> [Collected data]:
-.-.-

PR #895, opened 2026-08-05
direct tools/call answers a retired name with a bare 404, not the ledger redirect — blocks the 0.50.0 flip

artokun:
## Why now

Consolidation rule 6 is that every RETIRED tool name answers with a self-explaining
redirect — `Unknown tool 'X' — removed in 0.49.0. Call Y (action:"z") instead.` — rather
than a bare 404. That is what makes retiring even a high-traffic name acceptable: the
caller is told, in the error, what to call next.

`retiredToolMessage()` was wired into exactly **two** call paths: the `call_tool` facade
(`src/tools/compact.ts`) and the Ollama backend's router
(`src/orchestrator/ollama-backend.ts`). **Nothing served it on a direct MCP `tools/call`.**
There, `@modelcontextprotocol/sdk`'s own handler answers `Tool <name> not found` and stops.

Measured on `d9e8971` (full mode) against a name the 0.49.0 slices had already retired:

| path | answer |
| --- | --- |
| direct `tools/call` | `MCP error -32602: Tool <name> not found` — **bare 404, rule 6 broken** |
| `call_tool` (compact) | the ledger redirect — correct |
| `call_tool` on full (#616 hatch) | the ledger redirect — correct |

This is invisible today only because compact mode is the DEFAULT, so every call goes
through the facade. **The 0.50.0 flip (#726) makes direct `tools/call` the default path in
the same release that retires 121 names**, so rule 6 would break for the whole surface at
once. Landing this first means every slice's retirements are covered on both paths from
day one. It touches no tool family, so it does not collide with the slice PRs.

## What it does

`src/tools/retired-redirect.ts` captures the `tools/call` handler the SDK installed and
puts a wrapper in front of it. A name that is (a) absent from the SDK's registration table
and (b) present in `DEAD_NAMES` gets the ledger message; **everything else delegates to
the original handler with the request unchanged.**

Installed at the two choke points that serve a direct `tools/call`:

- `createConfiguredServer()` (`src/index.ts`) — after BOTH branches. Full mode is what the
  flip makes default; compact mode matters too, because a client calling a retired name
  directly there is exactly the stale-snapshot client the facade exists for (#616).
- `getCallToolClient()` (`src/orchestrator/index.ts`) — the panel's `call_tool` bridge
  dispatches through `client.callTool()`, i.e. the same direct path. Same gap, never
  covered by the facade, and **not new in 0.50.0**: a retired name has always come back to
  the panel as `error: "Tool <name> not found"`.

### A/B on the real 154-tool surface

With and without the wrapper, **exactly one line differs**:

```
              WITHOUT                                    WITH
RETIRED   Tool get_workspace not found     ->  Unknown tool '…' — removed in 0.49.0. Call workspace (action:"get") instead.
UNKNOWN   Tool totally_made_up_xyz not found            (identical)
REAL-OK   results: [1] 6*7 => 42                        (identical)
BAD-ARGS  Input validation error: …                     (identical)
NOARGS    Input validation error: …                     (identical)
PROTO     Tool __proto__ disabled                       (identical)
CTOR      Tool constructor disabled                     (identical)
EMPTY     Tool not found                                (identical)
```

A genuinely made-up name keeps the SDK's own error. A model told
`totally_made_up_xyz was removed in 0.49.0` would go hunting for a replacement that never
existed, so the ledger is consulted rather than every miss being answered with a redirect.

## The crux: this reads two PRIVATE SDK fields

`server.server._requestHandlers` and `server._registeredTools`. There is no public API for
this — `setRequestHandler` before registration trips the SDK's own
`assertCanSetRequestHandler`; `fallbackRequestHandler` is only consulted when no handler
exists; registering dead names as tools puts them back in `tools/list`; wrapping
`transport.onmessage` means fabricating JSON-RPC outside the Protocol's bookkeeping. All
four are written down in the module header with why they were rejected.

The failure we cannot afford is that a future SDK renames one and the wrapper **quietly**
stops intercepting — CI green, every retired name back to a bare 404. Three things stop it:

1. **Pre-conditions**, each asserted at install time and named in the failure message.
2. **A FUNCTIONAL post-condition.** Identity is not assertable (`setRequestHandler` stores
   its own closure, so the map never holds the function we wrote), and `!== original`
   would pass for any third function an SDK might write into the slot. So after
   installing, the code **drives** the entry in the dispatch map with a synthesized
   `tools/call` for a retired, unregistered name and requires the ledger's exact message
   back. Any rename, re-route or reshape that leaves the wrapper unreachable fails there,
   whatever it did to the plumbing. The probe is side-effect-free by construction: the two
   possible outcomes are our redirect (pass) or the SDK's "not found" (fail); no tool
   handler runs either way.
3. **A canary test** running the real install against a real `McpServer`. Simulating a
   field rename fails 18 of that file's 21 tests, the canary among them, with the moved
   field named.

**Throw vs log.** Production calls a log-and-degrade variant and reports the result on the
startup line. Refusing to BOOT in order to protect the quality of one error message is the
worse outage — degrading restores exactly today's shipped behaviour. That is only
defensible if the SDK a user can resolve is BOUNDED, and it was not: this is normally run
as `npx comfyui-mcp`, which resolves fresh (package-lock protects `npm ci` and nothing
else), so a caret range made "internals nothing ever ran against" the COMMON case. So
`package.json` now caps `@modelcontextprotocol/sdk` at `~1.29.0` (was `^1.12.1`).
`npm install` resolves 1.29.0 unchanged; the lockfile delta is only the range string;
`@anthropic-ai/claude-agent-sdk` declares `^1.29.0` and still dedupes onto the same copy.

## Also: the served surface is `MAX_TOOLS + 3`

The three facade names (`call_tool`, `list_tools`, `describe_tool`) live in no ledger and
no baseline, so full-mode `tools/list` returns 157 against a `MAX_TOOLS` of 154 at the time of measurement. Nothing
asserted that before — every surface test stopped at `registerAllTools` and never saw the
facade. `registry-surface.test.ts` now pins it three ways (the count, WHICH three the
surplus is, and that no ledger tool is dropped or reordered), expressed against
`MAX_TOOLS` so it survives every slice landing.

## Adversarial gate — 3 rounds, both findings fixed

| # | Finding | Disposition |
| --- | --- | --- |
| P1 | Fail-open leaves the guarantee unenforced for any SDK resolved through the caret range | **FIXED** — `~1.29.0` cap; the boolean is reported at both call sites instead of discarded |
| P2 | The post-condition accepted any function that was not the original, so a third function would report "active" while the wrapper never ran | **FIXED** — replaced with the functional self-test above (the reviewer's proposed identity check is not implementable; the SDK stores its own closure) |

Round 3 verdict: **SHIP**, no P0–P3 findings.

## Verification

- Full suite green post-rebase onto slice 8 (286 files / 6059 tests). `origin/main` baseline has one unrelated
  flaky `download-cache` failure this branch does not.
- `npm run lint`, `check:vocabulary`, `vocab:export --check` all pass.
- Every test in the new file mutation-verified: 21 mutations, each producing exactly the
  expected specific failure. Notably, deleting the whole wrapper fails 5 tests — and the
  real-dispatch / validation / disabled / unknown-name tests all still PASS, which is why
  the mechanism tests exist.
- Ratchet artifacts untouched: no change to `TOOL_NAMES`, `MAX_TOOLS`, `BASELINE_SHA256`,
  `docs/design/tool-surface.txt`, or `docs/design/tool-vocabulary.json`. The only
  `vocabulary.ts` change is one per-occurrence `allowedIn` entry for a verbatim quotation
  of measured output.

## Known adjacent gap, deliberately NOT fixed

The panel's own MCP HTTP surface (`registerPanelTools`, `src/orchestrator/panel-mcp-http.ts`)
has the same direct-`tools/call` gap, and the ledger holds two retired `panel_*` names.
It is left alone on purpose: `DEAD_NAMES` is one ledger spanning both surfaces, so
installing there would answer a retired CORE name by naming a core replacement that the
panel surface does not serve — trading a bare 404 for a redirect into a second dead end.
Fixing it properly needs a per-surface ledger view, which is its own change.

Unblocks the #726 flip.

### DIFF
--- a/package-lock.json
+++ b/package-lock.json
@@ -11,7 +11,7 @@
       "license": "MIT",
       "dependencies": {
         "@comfyorg/sdk": "^0.1.5",
-        "@modelcontextprotocol/sdk": "^1.12.1",
+        "@modelcontextprotocol/sdk": "~1.29.0",
         "@stable-canvas/comfyui-client": "^1.5.9",
         "better-sqlite3": "^12.6.2",
         "dotenv": "^16.4.7",
--- a/package.json
+++ b/package.json
@@ -58,7 +58,7 @@
   },
   "dependencies": {
     "@comfyorg/sdk": "^0.1.5",
-    "@modelcontextprotocol/sdk": "^1.12.1",
+    "@modelcontextprotocol/sdk": "~1.29.0",
     "@stable-canvas/comfyui-client": "^1.5.9",
     "better-sqlite3": "^12.6.2",
     "dotenv": "^16.4.7",
--- a/src/__tests__/tools/registry-surface.test.ts
+++ b/src/__tests__/tools/registry-surface.test.ts
@@ -28,15 +28,21 @@ import { MAX_TOOLS, TOOL_NAMES } from "../../tools/vocabulary.js";
  */
 describe("registered tool surface", () => {
   let names: string[];
+  let served: string[];
   const saved: Record<string, string | undefined> = {};
 
   beforeAll(async () => {
-    for (const key of ["COMFYUI_WORKFLOWS_DIR", "COMFYUI_MCP_TOOL_MODE"]) {
+    for (const key of ["COMFYUI_WORKFLOWS_DIR", "COMFYUI_MCP_TOOL_MODE", "COMFYUI_MCP_NO_FACADE"]) {
       saved[key] = process.env[key];
     }
     process.env.COMFYUI_WORKFLOWS_DIR = await mkdtemp(join(tmpdir(), "comfyui-mcp-surface-"));
     delete process.env.COMFYUI_MCP_TOOL_MODE;
+    // The served-surface assertions below are about the DEFAULT full-mode surface,
+    // which layers the facade. `=1` in a dev shell would drop the three meta-tools and
+    // fail those with an off-by-three nobody would guess the cause of.
+    delete process.env.COMFYUI_MCP_NO_FACADE;
     names = await listRegisteredToolNames();
+    served = await listRegisteredToolNames("served");
   });
 
   afterAll(() => {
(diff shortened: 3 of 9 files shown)


artokun:
Rebased onto `8499b0e` (0.50.0 slice 8: runpod 11→2), which moved `MAX_TOOLS` 154 → 145 and `DEAD_NAMES` 41 → 51 entries. Both new test files pass unchanged — that is the design working rather than luck:

- the served-surface assertion is expressed against `MAX_TOOLS`, so `157` became `148` on its own;
- `retired-redirect.test.ts` takes its subject FROM the ledger instead of spelling a name, so slice 8's ten new retirements needed no edit here, and are covered from the moment they land.

End-to-end against the real full surface after the rebase: install reports active, `tools/list` = `MAX_TOOLS + 3`, **all 51** ledger names redirect correctly, and `totally_made_up_xyz` still gets the SDK's own `-32602 ... not found`.

Full suite post-rebase: 286 files / 6059 passed.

-.-.-

> [Problem]:
For each line in the records that holds "rule", show that line as it stands.

> [Task response]:
Consolidation rule 6 is that every RETIRED tool name answers with a self-explaining
| direct `tools/call` | `MCP error -32602: Tool <name> not found` — **bare 404, rule 6 broken** |
the same release that retires 121 names**, so rule 6 would break for the whole surface at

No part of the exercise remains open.